First principle prediction of structural distortions in the cuprates and their impact on the electronic structure

TL;DR

This paper uses density functional theory to accurately predict structural, electronic, and magnetic properties of cuprate superconductors, revealing the importance of structural distortions and spin fluctuations in understanding their complex behavior.

Contribution

It demonstrates how energy-lowering structural distortions can be incorporated into DFT to accurately describe cuprates' properties, including magnetic states and electronic structures, aligning with experimental data.

Findings

Accurate description of the AFM ground state of undoped cuprates.
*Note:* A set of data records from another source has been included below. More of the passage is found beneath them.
PR #604, opened 2026-04-29
OSOE-1149: Only allow publishing a major release via `publish-nuget` if CompatibilitySuppressions files are present in Lombiq.GitHub.Actions

### LINKED ISSUE #500: Only allow publishing a major release via `publish-nuget` if CompatibilitySuppressions files are present (OSOE-1149)
If _CompatibilitySuppressions.xml_ files are present in the project, then that means that there are breaking changes. In such a case, the `publish-nuget` workflow (action) should only allow publishing a major release and fail otherwise.

- [x] Check for any _CompatibilitySuppressions.xml_ files in the repo. Keep in mind that a repo can include multiple projects, but since these are all published together, a _CompatibilitySuppressions.xml_ file (and thus breaking changes) in any warrants a major release. We don't care about the case of there being such a file in the repo without it actually meant for NuGet publishing (like as an example).
- [x] If a _CompatibilitySuppressions.xml_ file exists, then the version number should be a new major one above the current version. E.g. if the current version is 1.2.3, the new version should be e.g. 2.0.0. With version numbers being in the x.y.z format, what needs to be checked is that xNew > xCurrent, enforcing anything else is not necessary (so, e.g. after a 1.2.3 you can publish 2.3.4 or 3.0.0 too, we shouldn't prevent that). If there's no _CompatibilitySuppressions.xml_ file, then no check should be performed.
- [x] If an incompatible version is attempted to be published, fail the action with an error message explaining that following Semantic Versioning, you should publish a new major version.
- [x] Action and workflow input parameter to enable this, enabled being the default. This will cover that you decide in general if you want this, and also if you want to disable the check just for a given publish (temporarily, then reverting it). E.g. https://github.com/Lombiq/UI-Testing-Toolbox/pull/589 is technically a breaking change but not something that would actually be breaking for users. It would've been nicer to keep the `FakeStore` class internal originally.

[Jira issue](https://lombiq.atlassian.net/browse/OSOE-1149)

wAsnk:
[OSOE-1149](https://lombiq.atlassian.net/browse/OSOE-1149)
Fixes #500

Expected fail: https://github.com/Lombiq/Hosting-Media-Theme/actions/runs/25491487726/job/74800367839
Expected pass with override: https://github.com/Lombiq/Hosting-Media-Theme/actions/runs/25491668856/job/74800976068
Both in test PR: https://github.com/Lombiq/Hosting-Media-Theme/pull/109

[OSOE-1149]: https://lombiq.atlassian.net/browse/OSOE-1149?atlOrigin=eyJpIjoiNWRkNTljNzYxNjVmNDY3MDlhMDU5Y2ZhYzA5YTRkZjUiLCJwIjoiZ2l0aHViLWNvbS1KU1cifQ

### DIFF
--- a/.github/actions/publish-nuget/action.yml
+++ b/.github/actions/publish-nuget/action.yml
@@ -141,7 +141,8 @@ runs:
 
         if ('${{ inputs.require-major-version-for-compatibility-suppressions }}' -eq 'true' -and -not $isPreReleaseVersion)
         {
-            $compatibilitySuppressionsFiles = @(Get-ChildItem -Path . -Recurse -File -Filter CompatibilitySuppressions.xml -ErrorAction SilentlyContinue)
+            $compatibilitySuppressionsFiles = @(
+                Get-ChildItem -Path . -Recurse -File -Filter CompatibilitySuppressions.xml -ErrorAction SilentlyContinue)
 
             if ($compatibilitySuppressionsFiles.Count -gt 0)
             {
--- a/.github/actions/publish-nuget/action.yml
+++ b/.github/actions/publish-nuget/action.yml
@@ -152,17 +152,7 @@ runs:
                 Write-Output 'CompatibilitySuppressions.xml file(s) found:'
                 $compatibilitySuppressionsFiles | ForEach-Object { Write-Output "- $($PSItem.FullName)" }
 
-                $versionMatch = [regex]::Match($version, '^(?<major>\d+)\.\d+\.\d+($|-)')
-                if (-not $versionMatch.Success)
-                {
-                    Write-Output ("::error::CompatibilitySuppressions.xml files indicate breaking changes, but " +
-                        "`"$version`" doesn't use an x.y.z version format. Following Semantic Versioning, publish a " +
-                        'new major version.')
-
-                    exit 1
-                }
-
-                $publishMajorVersion = [int]$versionMatch.Groups['major'].Value
+                $publishMajorVersion = ([Version]$version).Major
 
                 if ($publishMajorVersion -le $current.Major)
                 {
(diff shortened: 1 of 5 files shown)


.github/actions/publish-nuget/action.yml
```diff
@@ -129,6 +137,42 @@ runs:
             $baselineVersion = ''
         }
 
+        $isPreReleaseVersion = $version -match '^\d+\.\d+\.\d+-(alpha|beta|preview|rc)(\.\d+(\.[a-zA-Z]{2,}(-\d+)?)?)?$'
```
sarahelsaig: There is already a version format regex in line 98 and if it ever changes that could be a pretty nasty future error source. Make a variable for the regex (e.g. `$versionRegex`) and reuse it here:
```pwsh
$version -match $versionRegex
$isPreReleaseVersion = $Matches.Values.Count -gt 1
```
(`$Matches` is a magic variable that Powershell populates with the Regex match groups whenever you use the `-match` operator.)

.github/actions/publish-nuget/action.yml
```diff
@@ -129,6 +137,42 @@ runs:
...
+                if (-not $versionMatch.Success)
+                {
+                    Write-Output ("::error::CompatibilitySuppressions.xml files indicate breaking changes, but " +
+                        "`"$version`" doesn't use an x.y.z version format. Following Semantic Versioning, publish a " +
+                        'new major version.')
+
+                    exit 1
+                }
+
+                $publishMajorVersion = [int]$versionMatch.Groups['major'].Value
```
sarahelsaig: We can only reach to this point if the version number is normal semantic version, so the check above shouldn't really be necessary. More importantly, this whole operation can be simplified if you cast the string into `Version` object. (where casting will throw a pretty clear `Cannot convert value "..." to type "System.Version".` error if this somehow isn't true)


```suggestion
                $publishMajorVersion = ([Version]$version).Major
```

sarahelsaig (changes requested):

sarahelsaig (approved):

Identification of low-energy competing spin and charge stripe orders.

Prediction of doped crystal structures matching STEM measurements.

Abstract

Materials-realistic microscopic theoretical descriptions of copper-based superconductors are challenging due to their complex crystal structures combined with strong electron interactions. Here, we demonstrate how density functional theory can accurately describe key structural, electronic, and magnetic properties of the normal state of the prototypical cuprate Bi$_2$Sr$_2$CaCu$_2$O$_{8+x}$ (Bi-2212). We emphasize the importance of accounting for energy-lowering structural distortions, which then allows us to: (a) accurately describe the insulating antiferromagnetic (AFM) ground state of the undoped parent compound (in contrast to the metallic state predicted by previous {\it ab initio} studies); (b) identify numerous low-energy competing spin and charge stripe orders in the hole-overdoped material nearly degenerate in energy with the AFM ordered state, indicating strong spin fluctuations; (c) predict the lowest-energy hole-doped crystal structure including its long-range structural distortions and oxygen dopant positions that match high-resolution scanning transmission electron microscopy (STEM) measurements; and (d) describe electronic bands near the Fermi energy with flat antinodal dispersions and Fermi surfaces that in agreement with angle-resolved photoemission spectroscopy (ARPES) measurements and provide a clear explanation for the structural origins of the so-called ``shadow bands''. We also show how one must go beyond band theory and include fully dynamic spin fluctuations via a many-body approach when aiming to make quantitative predictions to measure the ARPES spectra in the overdoped material. Finally, regarding spatial inhomogeneity, we show that the local structure at the CuO$_2$ layer, rather than dopant electrostatic effects, modulates the local charge-transfer gaps, local correlation strengths, and by extension the local superconducting gaps.